> **What is needed**:
Once the line containing "SoleCincis, line 62: it" is located, give it again exactly, together with each line that follows it to the end of the entries, and add nothing else.

━━━━━━━━

PR #108, opened 2020-10-08
feat(cardListitem): new style condition for landscape mode

SoleCincis:
- passing orientation as prop
- created a condition for new style when orientation is triggered

SVA-93

- in Card List deleted a comment , there is not the place where to make changes
- WrapperWithOrientation is now implemented conditionally around cart item
- in addition imageWidth it should be on 50% when orientation is on landscape
  - attempt to implement OrientationContext based on ImagesCarousel
   - getting a red screen about an invalid hooks call

SVA-93

- refactored CardListItem into a functional component
- moved WrapperWithOrientation behind card component
  - that's where should stay in order to wrap the all card and made changes when orientation changes
- temporary deletion of horizontal logic for preview card list (which is visible on home screen only)
  -  it has been deleted due a error that comes up saying "undefined it's not an object"
- if landscape now we have a combo of:
  - dimensions.height which influences images width based on device window
  - and WrapperWithOrientation which centers the card within the screen ( adding padding left and right )

SVA-93

- refactored CardList in order to use hooks
- on CardListItem orientation and dimensions are required because the calculation of the width is depending their
  - in addition wrapper orientation is gone because passed to parent component CardList which takes care of orientation all at once and not every time for each cardList
- in SafeAreaView we have a style prop in order to use a different style when needed
 - this is applied on SafeAreaView in IndexScreen where we need to center the list
SVA-93

### DIFF
--- a/src/components/CardListItem.js
+++ b/src/components/CardListItem.js
@@ -1,5 +1,5 @@
 import PropTypes from 'prop-types';
-import React, { useContext } from 'react';
+import React from 'react';
 import { Card } from 'react-native-elements';
 import { Platform, StyleSheet, View } from 'react-native';
 
@@ -8,12 +8,9 @@ import { imageHeight, imageWidth } from '../helpers';
 import { Image } from './Image';
 import { RegularText, BoldText } from './Text';
 import { Touchable } from './Touchable';
-import { WrapperWithOrientation } from './Wrapper';
-import { OrientationContext } from '../OrientationProvider';
 
-export const CardListItem = ({ navigation, horizontal, item }) => {
+export const CardListItem = ({ navigation, horizontal, item, orientation, dimensions }) => {
   const { routeName, params, image, category, name } = item;
-  const { orientation } = useContext(OrientationContext);
 
   return (
     <Touchable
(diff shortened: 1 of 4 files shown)


src/components/CardListItem.js
```diff
@@ -53,9 +53,14 @@ export class CardListItem extends React.PureComponent {
...
 /* this works properly, we do not want that warning */
-const stylesWithProps = ({ horizontal }) => {
+const stylesWithProps = ({ horizontal, orientation }) => {
   // image width should be only 70% when rendering horizontal cards, otherwise substract paddings
-  const width = horizontal ? imageWidth() * 0.7 : imageWidth() - 2 * normalize(14);
+  // when orientation image width should be device width + double padding TODO: need a fix
+  const width = horizontal
+    ? imageWidth() * 0.7
+    : orientation
+    ? imageWidth() - 2 * normalize(30)
```
SoleCincis, line 62: it does not behave as expected, needs a fix!

SoleCincis:
Current status for card item : 
IMG_0304
IMG_0305 
Weird!

SoleCincis:
invalid hooks call in stylesWithProps: Simulator Screen Shot - iPhone 11 Pro Max - 2020-10-09 at 13 14 30

donni106 (approved):

SoleCincis (commented):
Thanks for your corrections Daniel !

━━━━━━━━

> **Finished exercise**:
SoleCincis, line 62: it does not behave as expected, needs a fix!

SoleCincis:
Current status for card item : 
IMG_0304
IMG_0305 
Weird!

SoleCincis:
invalid hooks call in stylesWithProps: Simulator Screen Shot - iPhone 11 Pro Max - 2020-10-09 at 13 14 30

donni106 (approved):

SoleCincis (commented):
Thanks for your corrections Daniel !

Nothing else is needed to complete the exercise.